Frick Co. v. Tuten

Decision Date29 February 1944
Docket Number15627.
PartiesFRICK CO. v. TUTEN et al.
CourtSouth Carolina Supreme Court

Searson & Searson, of Allendale, for appellants.

Wise & Whaley, of Columbia, for respondent.

STUKES Justice.

I respectfully disagree with the construction of Section 6740 of the Code of 1942 which the CHIEF JUSTICE proposes to put upon it in this case. (Such is the only question involved in the appeal, and he has sufficiently stated the facts.)

It can be more conveniently considered and analyzed if reproduced in full: "Any person or corporation who shall receive, or contract to receive, as interest any greater amount than is provided for in section 6740 (6738?) shall forfeit all interest, and the costs of the action and such portion of the original debt as shall be due shall be recovered without interest or costs, and where any amount so charged or contracted for has been actually received by such person or corporation, he or she, or they shall also forfeit double the total amount received in respect of interest, to be collected by a separate action or allowed as a counterclaim in any action brought to recover the principal sum."

It was Section 2 of the comprehensive act upon the subject of interest rates and usury approved February 10, 1898, No. 467 of the session of the General Assembly of that year. XXII Stat. 749. The apparent reason for the enactment, interesting but not especially helpful here, was a prior decision (or decisions) of this Court construing the pre-existing laws unsatisfactorily to the representatives of the people, the Legislature.

The meaning of the section is clear enough to me if it be considered as a whole, and authority need not be cited for the propriety, indeed necessity, of such consideration for the purpose of construction. It plainly covers the two cases of the (1) contracting for usurious interest and (2) the receipt of such interest. In the first case the intended taker shall forfeit (forego) all interest and costs (both of which he would be entitled to recover except for his violation of the law), and in his suit he will be permitted to recover principal only. And in the other case (2, above) when the usurer has actually received interest above the legal rate, he shall forfeit (pay over) double the amount received as interest, which may be collected by the victim by separate action or by counterclaim in any action brought to recover the principal.

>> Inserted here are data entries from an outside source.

PR #1309, opened 2015-03-23
Mf/namespace css task

mforsyth:
Hi @ildipo ... this limits the "namespacing of CSS" behavior that I have mentioned to only the embedded build (which is the only place where it will be relevant).

It also publishes certain static assets which are meant to be used externally (the js and css assets needed for embeddable beaker).


ildipo:
The output stuff should go in a different directory (e.g. output) and it should not be added to the repo

ildipo:
I tried gradle check and it works - seems to fail on travis....

ildipo:
Actually technically speaking data is NOT build - it is used to build. You can re-generate its content through a gradle target but its purpose is to provide input to build stuff.

mforsyth:
@ildipo ready

PR #1310, opened 2015-03-23
Ildipo/moreserialization

ildipo:
This PR is a refactoring of serialization and deserialization code used for autotranslation in JVM-based, Python2, Python3 and R language backend. It improves auto-translation, adds type auto-detection and improves display.


scottdraves:
in the d3 tutorial the output of beaker.graph is no longer pretty printed
screen shot 2015-03-23 at 1 26 13 pm

more importantly, when i run the javascript, it doesn't work

ildipo:
This PR has been updated fixing the above bug (and adding even more functionalities such as proper serialization-deserialization-decoupling) to JavaScript

scottdraves:
"Beaker takes care of the situation by silently transforming vectors of length 1 to scalars when these are returned as results of an evaluation."

i thought we discussed this -- R experts say (and I agree) that we shouldn't make this automatic conversion

scottdraves:
otherwise this PR is looking really good!

ildipo:
I had a long chat with Peter Berlin last week (our TwoSigma R top user and package maintainer) and he thinks it is actually a good idea provided that inside R everything stays as is. He thinks that it will simplify modelers life since they are used at having to address this on their own.

PR #1313, opened 2015-03-24
Enable MathJax in Markdown Cells

buob:


scottdraves:
not working at all for me, neither $\pi$ in markdown and regular latex cells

It was unnecessary for the Legislature to use the word "receive," or any equivalent, in the first line but they did so and I do not think its presence necessitates the distortion of their apparent intention. Undoubtedly, such first use of the word "receive" is related to the second use of it, where reference is made to actual receipt of illegal interest.

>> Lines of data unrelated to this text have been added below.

PR #1321, opened 2015-03-25
Added dependencies to speed up re-build

ildipo:
Added dependencies to speedup re-build
Added 'realclean' target that really cleans the project

### DIFF
--- a/build.gradle
+++ b/build.gradle
@@ -46,6 +46,11 @@ task clean (type: GradleBuild) {
   tasks = ['clean']
 }
 
+task realclean (type: GradleBuild) {
+  buildFile = mainGradle
+  tasks = ['realclean']
+}
+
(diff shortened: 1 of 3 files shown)


build.gradle
```diff
@@ -46,6 +46,11 @@ task clean (type: GradleBuild) {
   tasks = ['clean']
 }
 
+task realclean (type: GradleBuild) {
```
buob, line 49: Hmm... I wonder if there's a better name for this?

Or... is there a reason one might want to `clean` without doing a `realclean`?  If not, maybe we could just add it to the normal clean?

ildipo, line 49: Usually 'clean' deletes the build artifacts while 'realclean' deletes everything that is not in the distributed software.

In the second paragraph above after the word "forfeit" there are inserted the two different meanings of it as it is used in the statute, and I think upon consideration, the two meanings will be found to be accurately indicated. It is not unusual for a word to have more than one meaning. Reference to the second edition, 1939, of Webster's New International Dictionary, Unabridged, G. & C. Merriam Company, discloses the two meanings referred to. As a transitive verb the first, preferred, meanings of forfeit are: "To lose, or lose the right to, by some error, fault, offense, or crime; to alienate the right to possess, by some neglect or crime; to have to pay as a forfeit." (Emphasis added to the second meaning.)

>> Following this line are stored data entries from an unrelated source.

PR #1333, opened 2015-03-26
Spot/1025

ildipo:


buob:
Could we convert the tabs and four-space tabs to two-space spaces?

PR #1353, opened 2015-03-29
kdb support for Beaker

nyscotsman:
Here's a first cut at a kdb plugin for Beaker. I've added some support for tables and dicts (at least at the top level) and auto translation is supported with the `.bk.g` (get) and `.bk.s` (set) functions. There's autocomplete too for names in the default namespace as well as standard q functions.

I'm including the `c.java` kdb client from code.kx.com; I think this is OK given their licensing.

Really appreciate any feedback you guys have, especially if there's a better way to handle the json serialization (right now it doesn't support nested Flips or Dicts)


scottdraves:
wow thanks this sounds great.

what is this c.java?  is this the license? http://code.kx.com/wsvn/code/kx/kdb%2B/license.txt

in order to take a PR I would need you to sign and return the CLA: http://beakernotebook.com/cla.zip

nyscotsman:
c.java is the java kdb client that kx distributes - that's the right link to the license. Let me look over the CLA and get back to you.

PR #1359, opened 2015-03-30
style: Fix jscs formatting issues on core.js

samccone:


scottdraves:
whatever tool you used (jscs?) broke the code.
please do not use that tool on beaker.

samccone:
@scottdraves what part of the code broke?

The PR's goal was to update the syntax to follow javascript best practices (JSHint) and style (as per the google style guide).

It should have ideally not impacted the functionality, however since it seems like it did can you point out what broke and I can investigate. We can reasonably deduce that there is some other code that is relying on some global state mutation or "undefined" return that I can most likely fix. 

Thanks

scottdraves:
if you edit a notebook and then close it, a dialog comes up to ask you if you want to save.
the dialog was broken because the quotes around some html were mangled.

samccone:
k thanks I will update

Issue #1362, opened 2015-03-31
markdown cells should use code mirror


scottdraves:
then we get  https://github.com/twosigma/beaker-notebook/issues/704 and https://github.com/twosigma/beaker-notebook/issues/1345

buob:
Are we okay with them behaving like normal code cells?  Input and output?

scottdraves:
nothing should change except editing would be enabled.

scottdraves:
related https://github.com/twosigma/beaker-notebook/issues/1345

PR #1375, opened 2015-04-01
Fix html in markdown

aaddaamm:


scottdraves:
this doesn't work if you have a < or &, they get converted to &amp;lt; and &amp;amp;

i think the basic approach of altering the cellmodel.body is dangerous at best, but perhaps unavoidable with contenteditable attribute.

maybe best to combine this fix with https://github.com/twosigma/beaker-notebook/issues/1362

PR #1380, opened 2015-04-01
Focus a new cell on insert instead of initialize

buob:


scottdraves:
every time i click in the middle of a markdown cell to try to edit it, the cursor moves to the end.

buob:
Oh, yeah this is a bug that isn't introduced by this PR -- but it should be fixed in the codemirror fixups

The following is copied from the circuit judgment in this case, which I think should be affirmed:

"It is perhaps unfortunate that the Legislature used the word 'forfeit' in both the first and latter parts of the section, as the word has two definitions. Used in one sense it means to lose, or to prohibit the exercise of an existing right, or, as applicable to this situation, to prohibit the right of collecting interest provided for by contract. In the second sense the word means, to pay back, or to pay a penalty in the nature of a disbursement. 26 C. J. 891 [37 C.J.S., Forfeit, page 1]:
'Forfeit. In General. A word of well established meaning in the law. Its meaning is to be determined by the connection in which it is used. ***
As a verb. In its primary use, to lose; and this is also its legal meaning. It has also been defined variously as meaning to lose by some breach of condition; to lose by some offense; *** to pay; to pay money as a mulct, or for a default or wrong; *** also to become by one's own act or omission liable to be deprived of. ***'
The proper construction of the section and use of the word 'forfeit,' is that the first 'forfeit' was used as meaning the loss of a right, or a prohibition against recovery; while the second 'forfeit' was used in the sense of incurring a penalty, or to disburse funds as payment for an offense."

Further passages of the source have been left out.